The budget gap is widening as the group of lenders — the International Monetary Fund, the European Central Bank and the European Commission withhold 1 billion euros in bailout money allocated for government financing while it waits to see whether new leaders elected on June 17 will honor Greece’s commitments.
Spain, the latest casualty in Europe’s unending debt crisis, urged the euro zone to set up a new fiscal authority to manage the region’s finances and send a strong signal to markets that the single currency project, the Euro, is here to stay. Spain’s borrowing costs have jumped in recent weeks, largely due to doubts over whether the government can raise sufficient funds for the rising cost of strengthening its banks. Spanish financial institutions were left with huge debt and mounting default on loans after the 2008 crash of the housing and construction markets. While the euro zone unemployment rate is 11%, Spain’s unemployment rate is close to 25% with 40% of those being under the age of 25. Spain’s Prime Minister Mariano Rajoy said the new fiscal authority would also go a long way to alleviating Spain’s dilemma, which, along with the prospect of a Greek euro exit, has threatened to derail the single currency program.
Right now the Euro Zone’s most immediate and urgent issue is the liquidity and confidence of the financial system. There are continuing negotiations to refinance all of the euro zone region banks, not just Spain’s. European Central Bank President Mario Draghi said officials are ready to add more stimulus to the Euro region’s economy if necessary. The ECB is under pressure to lower rates and introduce more liquidity support for banks as governments struggle to fix a financial and confidence crisis that’s besieging Spain and could spread to other euro zone countries. However, the European Central Bank left both interest rates and the prognosis for slow economic growth unchanged.
New orders for United States factory goods fell in April for the third time in four months as demand slipped for everything from cars and machinery to computers – the latest troublesome sign for the economy. The Commerce Department reported orders for manufactured goods dropped 0.6 percent during the month. The government also revised its estimate for new orders in March to show a steeper decline. Consumer confidence unexpectedly fell in May to the lowest level in four months as Americans grew more negative about the labor market.
Federal Reserve Vice Chair Janet Yellen has restated her view that further action by the central bank might be necessary to stimulate the sputtering U.S. economy. Yellen said “An extended period of highly accommodative policy is necessary to combat the persistent headwinds to recovery,” The pace of the current recovery has turned out to be persistently slower than most observers expected,” she added. Yellen was the latest Fed official to weigh in on the state of the economy. Her remarks came amid growing anxiety among investors and consumers, following last week’s unexpected dismal May jobs report and concerns about Europe’s debt crisis.

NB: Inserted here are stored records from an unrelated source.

PR #100, opened 2024-01-02
DR-3365: Switch to send slack alerts to #Jade-alerts; Use slack app integration

snf2ye:
https://broadworkbench.atlassian.net/browse/DR-3365
_________________
TODO:

- [x] Add bot token to slack secrets via [ap_deployments PR](https://github.com/broadinstitute/terraform-ap-deployments/pull/1314)
- [x] Rename secret

### Using Slack GHA integration with Slack Apps
- Utilizing the [slack-backed GHA](https://github.com/slackapi/slack-github-action?tab=readme-ov-file#technique-2-slack-app) integration
- Created new slack app named "DRS Hub Notification" and added app to #jade-alerts channel
- Gave the bot associated with the app "chat:write" permissions and then added the bot's token to github action secrets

Two Federal Reserve Presidents said they are prepared to take even more policy action to boost the erratic U.S. economic recovery, but neither wants to pull the trigger now. Atlanta Fed President Dennis Lockhart and John Williams, of the San Francisco Fed bank, pointed to Europe’s brewing crisis as a main threat to the United States. Weak U.S. jobs growth has increased expectations that the Fed will take action to stimulate the economy once again.
European Union leadership and Washington officials can provide as much currency, real or recently printed, for this political uncertainty and economic breakdown as they deem required or necessary. But without a bona fide course of action to restore confidence, create a realistic job program, and focus on actual growth, they are just taking one finger out of one of the expanding holes in the dike and putting it in another.